Single Leg Motors

#Robotics #Single_Leg_Project #Motors The motors used for the single leg robot are Go-M8010-6 motors.

Why PMSM motors?

In the early days of robotic, the motors used were stepper motors. These motors control their angles, so they will follow any desired angle. The problem with these motors is that if enough pressure and force is exerted on them, they will turn and get out of position, losing track of their angle. These motors were also the reason the early robots their signature robot-like movements.

(#todo: reliable reference for this needs to be added)

Today, Permanent Magnet Synchronous Motors (PMSMs) are used for robotic purposes. Imagine a permanent magnet. When this magnet is placed in a magnetic field, it starts rotating and rotates until it is aligned with the magnetic field. A familiar example of this is a compass whose magnetic dial turns until it is facing the magnetic North pole of the Earth.

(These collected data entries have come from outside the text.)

PR #1833, opened 2022-12-11
Develop

RomanHrytsiuk:
https://RomanHrytsiuk.github.io/layout_miami


DarkMistyRoom (changes requested):
Good. Please make the rerequest after finishing the whole landing

DarkMistyRoom (changes requested):
- it shouldn't link to the 404
image

- these links should call the phone client
image

- the bottom of the header looks cut
image

- images in this section looks squashed
image

- and make them zoom on hove with their containers, like [here]. And make the hover effect smooth in both directions (https://www.loom.com/share/8b2dc0f6294d448e85b62b3ab2299c4c)
- this button shouldn't have a permanent hovered state, it should be like all other buttons
image

- make all form fields required and the form shouldn't link to the 404 or reload the page, it should just reset on submitting
- fix the background on the tab 
image

- and on the mobile
image

SanyaBratashchuk (changes requested):
1. 404 after form submit
2. Add some hover effects for these links(e.g. Change color) 
image

SanyaBratashchuk (changes requested):
1. Align this icons
image

nazarmatsevych (approved):

PR #1851, opened 2022-12-17
Develop/Bike-page

OlhaYevstifieieva:
[DEMO LINK](https://OlhaYevstifieieva.github.io/layout_miami/)


src/index.html
```diff
@@ -1,13 +1,303 @@
...
     <script src="scripts/main.js" defer></script>
   </head>
-  <body>
-    <h1>Miami</h1>
+  <body class="page__body">
+    <header class="header">
+      <div class="container">
+        <div class="header__content">
+          <div class="header__top">
+            <a href="/" class="logo">
```
anna-inozemets, line 27: Maybe it is better to use class like header__logo logo (mix of classes), and add # in attribute href. (When we have just slash and click on logo we get "404 There isn't a GitHub Pages site here."

src/index.html
```diff
@@ -1,13 +1,303 @@
...
+              >
+              <h3 class="card__title">Agile ride 3</h3>
+              <p class="card__description">The lightweight frame that has earned its street tread as a sleek, agile ride.</p>
+              <span class="card__price">$ 2 090</span>
+            </div>
+          </div>
+        </div>
+      </section>
+
+      <section class="page__section" id="details">
```
anna-inozemets, line 142: U use just class page__section, I guess, it is sutible to add also class "details" - as it is main name of this block

src/index.html
```diff
@@ -1,13 +1,303 @@
...
+        <div class="container">
+          <h2 class="page__section-title">The details</h2>
+
+          <div class="details__card detail-card">
+            <div class="detail-card__photos grid">
+              <div class="grid__item detail-card__photo-container grid__item--tablet-1-4 grid__item--desktop-1-8">
+                <img
+                  src="./images/detail-1-1.jpg"
+                  alt="зображення кріплення для телефону"
```
anna-inozemets, line 151: You add alt on Ukranian, but we have only English language on the page, I think it is better to change alt on English

src/styles/blocks/about.scss
```diff
@@ -0,0 +1,43 @@
...
+  &__content {
+    @include onTablet {
+      display: grid;
+      grid-template-columns: repeat(6, 1fr);
+      column-gap: 24px;
+    }
+
+    @include onDesktop {
+      grid-template-columns: repeat(12, 1fr);
+      column-gap: 24px;
```
anna-inozemets, line 11: You have the same gap as onTablet, as onDesktop, I think you can use it just one time

src/styles/blocks/icon.scss
```diff
@@ -0,0 +1,63 @@
...
+
+    color: $main-accent;
+    font-size: 12px;
+    font-weight: 700;
+    line-height: 16px;
+    letter-spacing: 2px;
+    text-transform: uppercase;
+    opacity: 0;
+    pointer-events: none;
+    transition: opacity 0.2s linear;
```
anna-inozemets, line 32: I guess it is better to use same transition-duration value for all transitions on one web-site

anna-inozemets (approved):
Really cool landing page, I want to nuy a new bike after your work!🔥

src/styles/blocks/icon.scss
OlhaYevstifieieva: Yeas, I just forgot about this row )

Anna-Tkachenko (changes requested):
Good job! 
Some comments:
1) Check the correct position for this section on the large screen (probably you need to set some max-width for the content)
image
2) Will be better to make all field in form required
3) Check the position of background-image for the large screens
image
4) And also for the medium screens, probably you'll be able to find the way how to align it in more clear way
image

Anna-Tkachenko (changes requested):
Some comments:
1) Logo on the main page redirected to 404 error page, fix it
2) Check `tab` button with opened menu on the page, I can go to the other elements and I see them despite the opened menu, fix it
3) Check indents between sections on the large screens
image

Anna-Tkachenko (approved):
Well Done! ⭐️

Now what happens if the magnetic field starts rotating itself? Then, the permanent magnet will start rotating as well to stay aligned with the magnetic field. This is the basis of motors. They have a rotating part, appropriately named the rotor, which is a permanent magnet. The non-rotating part is called the stator. A rotating magnetic field is created in the stator by applying sinusoid currents with different phases to the stator. Thus, the rotor rotates in the motor.

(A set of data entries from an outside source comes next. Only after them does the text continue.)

PR #1871, opened 2022-12-19
Develop

Anton-Zhytonbaiev:
[DEMO LINK](https://Anton-Zhytonbaiev.github.io/layout_miami/)


Avichez (changes requested):
Goood job 🔥 , but there is something that still needs to fix.
1) checklist 4, in the contacts section no animations on hover.
2) Please check the section's titles, there is something wrong with font-size, especially the title - "contact-us" compare it twice with the mockup.
image
3) When I'm changing elements by tab key the gallery is getting over the menu, try to add `z-index` for the menu.
image
4) And the last one thing, if I am not mistaken the text of the placeholder in the inputs has to be changing color during hover.

alexandra-protyanova (changes requested):
Снимок экрана 2022-12-27 в 14 55 35
On tablet image of bike should be fully visible.
Well done, just small fix left 🔥

alexandra-protyanova (approved):
Good job 🔥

The output torque of the motors is also related to the phase difference between the rotor and the stator and can be controlled.

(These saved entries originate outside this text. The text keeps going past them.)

PR #1873, opened 2022-12-19
Develop

NYasnaya:
https://NYasnaya.github.io/layout_miami/


vlad-demchuk (changes requested):
1. Better to move menu closer to the same place as menu opener
Dec-20-2022 11-47-31

2. add hovers to all clickable elements
image

3. form submission should not reload a page

DarkMistyRoom (changes requested):
- the logo from the menu links to 404
- the page shouldn't reload on form submitting
- make these images scale like on the video
image
https://www.loom.com/share/8b2dc0f6294d448e85b62b3ab2299c4c

nazarmatsevych (approved):
Great 👍

PR #1883, opened 2022-12-20
added header and menu

Vlad-Dihtiar:
[DEMO LINK](https://Vlad-Dihtiar.github.io/layout_miami/)


SanyaBratashchuk (changes requested):
1. 404 after click on logo 
2. Disable scroll when menu is open
Re-request review when finish whole landing

SanyaBratashchuk (changes requested):
Link is not working

PR #2202, opened 2023-03-06
start develop

Rage1502:
[DEMO LINK](https://Rage1502.github.io/layout_miami/)


danylo-dobrovolskyi (changes requested):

To save users from dealing with 3-phase voltages and currents, many motors already implement a very low-level controller, called Field-Oriented Control (FOC). Note that we still have one single degree of freedom, meaning we cannot have a desired angle or angular velocity and a desired torque. What we have control over is the torque that the motor applies, which is computed as

\[\tau = \tau_{ff} + K_p (q_{des} - q) + K_d (\dot{q}_{des} - \dot{q}),\]

where $q$ and $\dot{q}$ are the angle and angular velocity of the motor, $q_{des}$ and $\dot{q}{des}$ are the desired angle and angular velocity and $K_p$ and $K_d$ are position and velocity gains. You can note that this is exactly a PD controller with a feed-forward torque. We do not have any further control on the low-level control of the motor. At each timestep five values should be sent to the motor, which are $\tau{ff}$, $q_{des}$, $\dot{q}_{des}$, $K_p$ and $K_d$. Based on the inputs, the motor will be in one of the following modes:

• Position Mode: In this mode, only $K_p$ and $q_{des}$ are specified. The other three parameters are set to zero. In this mode, the motor goes to the given angle.
• Speed Mode: In this mode, only $K_d$ and $\dot{q}_{des}$ are non-zero. The motor keeps rotating at a constant speed.
• Damping Mode: In this mode, only $K_d$ is non-zero. This is a special speed mode, where the desired speed is zero. This means that the motor generates a torque to resist moving, even in the presence of external torques.
• Torque Mode: Only $\tau_{ff}$ is non-zero. The motor outputs the given torque.
• Zero Toque Mode: Everything is set to zero. This mode is a special torque mode where the desired torque is zero. Note that this is different than a motor that is off, because in this mode, the motors tries to cancel the friction torques present at the motor; therefore, if rotated by hand, it will rotate noticeably smoother compared to when the motor is off.
• Force Position Mixed Mode: All parameters have values. This might be useful for example, when we’re trying to compensate for gravity or friction with the feed-forward torque and at the same time, we want to follow a desired angle or angular velocity profile.